HEIKE KRÜGER
Neue Westfällische
Herman van Veen in Halle: Wechselbad der Gefühle

Reichhaltiger Konzertabend
12 okt 2009

Halle. In welche Schublade passt er nun eigentlich? Der Antwort hat sich Herman van Veen schon vor vielen Jahren verweigert. Beim Konzert in Halle, das eigentlich ein heiteres Comedy-Programm, ein melancholischer Chansonabend, eine clowneske Varietévorstellung, ein Kammerkonzert und eine Märchenstunde in einem abgab, war das nicht anders. Scheinbar mühelos füllt der Troubadour noch immer die Hallen - am Samstag auch die in Halle.


Noch im besten Mannesalter (64 ) und mit schlohweißem Haar fasziniert der Holländer, der in so vielen Genres zuhause ist: mit der melancholischen Schönheit seiner Worte, der Wahrheit in seinen Texten, die oft eine unerwartet spitzfindige oder zynische Pointe erhalten. Und nicht zuletzt mit seiner hohen Virtuosität an Violine, Gitarre und Klavier. Doch wenn’s ihm, dem Konservatoriumsmusiker, zu ernst wird, der Klangteppich zu glatt zu werden droht, – Schnitt – ein neuer Denkanstoß, ein makabrer Kalauer ("Es brennt im Krematorium. Ein Toter"). Danach eine schräge Clownsnummer, wie die mit den unvermeidlichen Tischtennisbällen, die ihn durch die Jahrzehnte seiner beachtlichen Karriere begleiten. Oder die brachialhumorige Nummer mit der bis unter die Achseln gezogenen Unterhose.
In Halle sei er zum ersten Mal, gestand er. Doch ganz in der Nähe, in Detmold, habe er vor kurzem einige Wochen verbracht. Spontaner Applaus Kundiger, die das eigens zum Varus-Jahr von van Veen inszenierte Musical "Ein Tag im September" am Fuße des Hermannsdenkmals genossen hatten.


Zuschauer unterstützen beim Regenmachen


Bei einer ruhigen Nummer klatschte der Platzregen laut und deutlich aufs Zeltdach des Gerry Weber Event-Centers und gab dem ohnehin von den Gerüchen der Essenstände im Saal nuancierten Konzerterlebnis eine ganz spezielle Note. Van Veen überspielte all das unverdrossen und gewohnt humorvoll. Zuvor hatten ihn die eifrigen Zuschauer schon beim Regenmachen akustisch unterstützt.
Sein Publikum, kein Zweifel, ist mit ihm gealtert – und es ist ihm treu geblieben. Vermutlich erinnern van Veens zarte Betrachtungen des Lebens, der Liebe und der Dinge, die für ihn am meisten zählen, an den eigenen Idealismus früherer Zeiten. Doch da verweigert sich der Barde einer eilfertigen Absolution allzu krasser Saturiertheit.

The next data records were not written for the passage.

PR #1061, opened 2019-11-13
PHPC-1438: Expose session state

alcaeus:
https://jira.mongodb.org/browse/PHPC-1438

Contains the libmongoc update from #1060.

I've decided against exposing the `MONGOC_TRANSACTION_` constants directly since we're trying to get rid of that for read preference. I've also opted against introducing constants for those strings for now, but we may consider doing that to allow users to use constants instead of having to write out the strings.

### DIFF
--- a/src/MongoDB/Session.c
+++ b/src/MongoDB/Session.c
@@ -29,6 +29,12 @@
 
 zend_class_entry* php_phongo_session_ce;
 
+#define PHONGO_TRANSACTION_NONE "none"
+#define PHONGO_TRANSACTION_STARTING "starting"
+#define PHONGO_TRANSACTION_IN_PROGRESS "in_progress"
+#define PHONGO_TRANSACTION_COMMITTED "committed"
+#define PHONGO_TRANSACTION_ABORTED "aborted"
+
 #define SESSION_CHECK_LIVELINESS(i, m)                                  \
 	if (!(i)->client_session) {                                         \
 		phongo_throw_exception(                                         \
@@ -91,6 +97,25 @@ cleanup:
 	}
 
 	return retval;
+}
+
+static const char* php_phongo_get_transaction_state_string(mongoc_transaction_state_t state TSRMLS_DC)
+{
+	switch (state) {
+		case MONGOC_TRANSACTION_NONE:
+			return PHONGO_TRANSACTION_NONE;
+		case MONGOC_TRANSACTION_STARTING:
+			return PHONGO_TRANSACTION_STARTING;
+		case MONGOC_TRANSACTION_IN_PROGRESS:
+			return PHONGO_TRANSACTION_IN_PROGRESS;
+		case MONGOC_TRANSACTION_COMMITTED:
+			return PHONGO_TRANSACTION_COMMITTED;
+		case MONGOC_TRANSACTION_ABORTED:
+			return PHONGO_TRANSACTION_ABORTED;
+		default:
+			phongo_throw_exception(PHONGO_ERROR_INVALID_ARGUMENT TSRMLS_CC, "Invalid transaction state %d given", (int) state);
+			return NULL;
+	}
 }
 
 /* {{{ proto void MongoDB\Driver\Session::advanceClusterTime(array|object $clusterTime)
@@ -343,6 +368,30 @@ static PHP_METHOD(Session, getTransactionOptions)
 	}
 } /* }}} */
 
+/* {{{ proto string MongoDB\Driver\Session::getTransactionState()
+   Returns the current transaction state for this session */
+static PHP_METHOD(Session, getTransactionState)
+{
+	php_phongo_session_t* intern;
+	const char*           state;
+
+	intern = Z_SESSION_OBJ_P(getThis());
+	SESSION_CHECK_LIVELINESS(intern, "getTransactionState")
+
+	if (zend_parse_parameters_none() == FAILURE) {
+		return;
+	}
+
+	state = php_phongo_get_transaction_state_string(mongoc_client_session_get_transaction_state(intern->client_session) TSRMLS_CC);
+	if (!state) {
+		/* Exception already thrown */
+		return;
+	}
+
+	PHONGO_RETURN_STRING(state);
+} /* }}} */
+
+
 /* Creates a opts structure from an array optionally containing an RP, RC,
  * WC object, and/or maxCommitTimeMS int. Returns NULL if no options were found,
  * or there was an invalid option. If there was an invalid option or structure,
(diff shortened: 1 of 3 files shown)


src/MongoDB/Session.c
```diff
@@ -93,6 +93,25 @@ static bool php_phongo_session_get_timestamp_parts(zval* obj, uint32_t* timestam
...
+		case MONGOC_TRANSACTION_STARTING:
+			return "starting";
+		case MONGOC_TRANSACTION_IN_PROGRESS:
+			return "in_progress";
+		case MONGOC_TRANSACTION_COMMITTED:
+			return "committed";
+		case MONGOC_TRANSACTION_ABORTED:
+			return "aborted";
+		default:
+			phongo_throw_exception(PHONGO_ERROR_INVALID_ARGUMENT TSRMLS_CC, "Invalid transaction state %d given", (int) state);
```
alcaeus: Considering that libmongoc exposes transaction states as defined in the spec, I've decided to throw an exception in this case. While this requires us to pay close attention to any new transaction states, I'm not sure what other alternative would be feasible (besides returning the integer value)

src/LIBMONGOC_VERSION_CURRENT
```diff
@@ -1 +1 @@
-1.16.0-20191029+gitce14000d77
+1.11.1-20191113+gitbef4cf349d
```
jmikola: See https://github.com/mongodb/mongo-php-driver/pull/1060#discussion_r345918860.

src/MongoDB/Session.c
```diff
@@ -93,6 +93,25 @@ static bool php_phongo_session_get_timestamp_parts(zval* obj, uint32_t* timestam
 	return retval;
 }
 
+static const char* php_phongo_get_transaction_state_string(mongoc_transaction_state_t state TSRMLS_DC)
+{
+	switch (state) {
+		case MONGOC_TRANSACTION_NONE:
+			return "none";
```
jmikola: > I've decided against exposing the MONGOC_TRANSACTION_ constants directly since we're trying to get rid of that for read preference.

Totally understandable.

> I've also opted against introducing constants for those strings for now, but we may consider doing that to allow users to use constants instead of having to write out the strings.

I do think there's value in introducing constants for the strings we return here. The only problem with ReadPreference was exposing the raw numeric values (technically bit flags), which have no meaning outside of libmongoc. I have no qualms about having constants for meaningful string values, as they are useful to avoid having applications hard-code magic string literals.

As for naming, we have a few options:

 * `TRANSACTION_STATE_NONE`
 * `TRANSACTION_NONE`
 * `TXN_STATE_NONE`
 * `TXN_NONE`

I can go either way with including "state". I can't imagine what else we might need Session constants for, so I'm not too worried about naming conflicts. "TXN" is a common abbreviation for "Transaction", so maybe that's a no-brainer -- and "TXN_STATE_" is still shorter than "TRANSACTION_".

src/MongoDB/Session.c
jmikola: I think an exception is fine here. Based on how [CDRIVER-3364](https://jira.mongodb.org/browse/CDRIVER-3364) was implemented, we know that libmongoc would abort before we ever reach this point. Also, any new transaction state would likely entail a spec change, which would trickle down as CDRIVER and PHPC tickets, so I'm not worried about missing such a change.

src/MongoDB/Session.c
```diff
@@ -343,6 +362,26 @@ static PHP_METHOD(Session, getTransactionOptions)
...
+	intern = Z_SESSION_OBJ_P(getThis());
+	SESSION_CHECK_LIVELINESS(intern, "getTransactionState")
+
+	if (zend_parse_parameters_none() == FAILURE) {
+		return;
+	}
+
+	state = mongoc_client_session_get_transaction_state(intern->client_session);
+
+   PHONGO_RETURN_STRING(php_phongo_get_transaction_state_string(state TSRMLS_CC));
```
jmikola: Formatting.

tests/session/session-getTransactionState-001.phpt
```diff
@@ -0,0 +1,67 @@
...
+
+/* Empty transaction, and committed empty transaction */
+$session->startTransaction();
+var_dump($session->getTransactionState());
+$session->commitTransaction();
+var_dump($session->getTransactionState());
+
+/* Aborted transaction with one operation */
+$session->startTransaction();
+$bw = new \MongoDB\Driver\BulkWrite();
```
jmikola: Does it make sense to `var_dump()` here as well, so we get "starting" in the test output? That makes it easier to read the expected output, as would extra line breaks between the various test cases here.

An alternative is to replace the comments with `echo "\nTest case:\n";` statements, which we've done before in some tests that produce a bunch of output that wouldn't make much sense on its own.

src/LIBMONGOC_VERSION_CURRENT
alcaeus: Will rebase once #1060 is merged, holding off on merging before then.

src/MongoDB/Session.c
alcaeus: As for including "state", I normally would opt for including it to avoid future naming conflicts. However, `TXN_STARTING` (or `TRANSACTION_STARTING`) reads better than the other options, so I'd omit "state" for now.

As for `TXN` versus `TRANSACTION`, I normally opt against abbreviations but I'll defer to your decision here. I can live with either.

jmikola: If we're skipping `STATE`, let's use `TRANSACTION`. `TRANSACTION_STATE_` was really the only one that gave me pause due to its length.

alcaeus:
`TRANSACTION_` constants added. I've also added internal `PHONGO_TRANSACTION_*` macros to avoid using raw strings to denote transaction states.

src/MongoDB/Session.c
```diff
@@ -760,6 +806,12 @@ void php_phongo_session_init_ce(INIT_FUNC_ARGS) /* {{{ */
 	php_phongo_handler_session.free_obj = php_phongo_session_free_object;
 	php_phongo_handler_session.offset   = XtOffsetOf(php_phongo_session_t, std);
 #endif
+
+	zend_declare_class_constant_string(php_phongo_session_ce, ZEND_STRL("TRANSACTION_NONE"), PHONGO_TRANSACTION_NONE TSRMLS_CC);
+	zend_declare_class_constant_string(php_phongo_session_ce, ZEND_STRL("TRANSACTION_STARTING"), PHONGO_TRANSACTION_STARTING TSRMLS_CC);
+	zend_declare_class_constant_string(php_phongo_session_ce, ZEND_STRL("TRANSACTION_IN_PROGRESS"), PHONGO_TRANSACTION_IN_PROGRESS TSRMLS_CC);
+	zend_declare_class_constant_string(php_phongo_session_ce, ZEND_STRL("TRANSACTION_COMMITTED"), PHONGO_TRANSACTION_COMMITTED TSRMLS_CC);
+	zend_declare_class_constant_string(php_phongo_session_ce, ZEND_STRL("TRANSACTION_ABORTED"), PHONGO_TRANSACTION_ABORTED TSRMLS_CC);
```
jmikola: I suggest adding one more test for these constants, similar to https://github.com/mongodb/mongo-php-driver/blob/master/tests/readConcern/readconcern-constants.phpt.

src/MongoDB/Session.c
```diff
@@ -343,6 +368,26 @@ static PHP_METHOD(Session, getTransactionOptions)
...
+	intern = Z_SESSION_OBJ_P(getThis());
+	SESSION_CHECK_LIVELINESS(intern, "getTransactionState")
+
+	if (zend_parse_parameters_none() == FAILURE) {
+		return;
+	}
+
+	state = mongoc_client_session_get_transaction_state(intern->client_session);
+
+	PHONGO_RETURN_STRING(php_phongo_get_transaction_state_string(state TSRMLS_CC));
```
jmikola: Similar to my concerns in https://github.com/mongodb/mongo-php-driver/pull/1062#discussion_r353810821, I think we should only call `PHONGO_RETURN_STRING` if `php_phongo_get_transaction_state_string` returns a non-null value; otherwise we risk passing `null` to `strlen()`. Consider:

```c
const char *state;

// ...

// Or keep state and add a state_str var if this is too long for your liking
state = php_phongo_get_transaction_state_string(mongoc_client_session_get_transaction_state(intern->client_session) TSRMLS_CC);

if (!state) {
    /* Exception already thrown */
    return;
}

PHONGO_RETURN_STRING(state);
```

We won't be able to write a test for this (you can do so manually if you like), but it provides some peace of mind.

alcaeus: Logic added. The joy of working with pointers :)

Er selbst scheint irgendwie Kind geblieben zu sein, schaut mit offenem Blick und zugleich sezierender Schärfe auf die Ungereimtheiten der Welt. Mit seiner weichen, volltönenden Stimme präsentierte er zumeist neue Titel seines aktuellen Albums "Im Augenblick": Da konnte man spüren, dass sich heute viel um seine Familie, seine Wurzeln, aber auch um die tiefe Verbundenheit mit seinen inzwischen erwachsenen Kindern ("Nach Hause", "Was kann ich für dich tun") dreht. Unpolitisch ist es deshalb nicht geworden, was Stücke wie "Köln-Ehrenfeld" über gescheiterte Integration beweisen.


Starkes Team sorgt für zeitgemäßere Note

Doch was wäre ein noch so vielseitiger Künstler wie Herman ohne hervorragende musikalische Mitstreiter: Sein Freund, der Pianist Eric van der Wurff, begleitet ihn schon seit vier Jahrzehnten kongenial. Und die drei Geigerinnen Jannemien Cnossen, Dorit Oitzinger und Edith Leerkes (auch Gitarre) konzertierten in großer Eigenständigkeit und brillierten erst so recht bei den solistischen Spiel- und Gesangspartien. Sie alle sind maßgeblich daran beteiligt, dass die Hermanschen Programme eine zeitgemäße und deutlich virtuosere Note bekommen haben. Nach zweieinhalb Stunden und dem gewohnt üppigen Zugabenteil ist die Welt ein klein wenig besser geworden.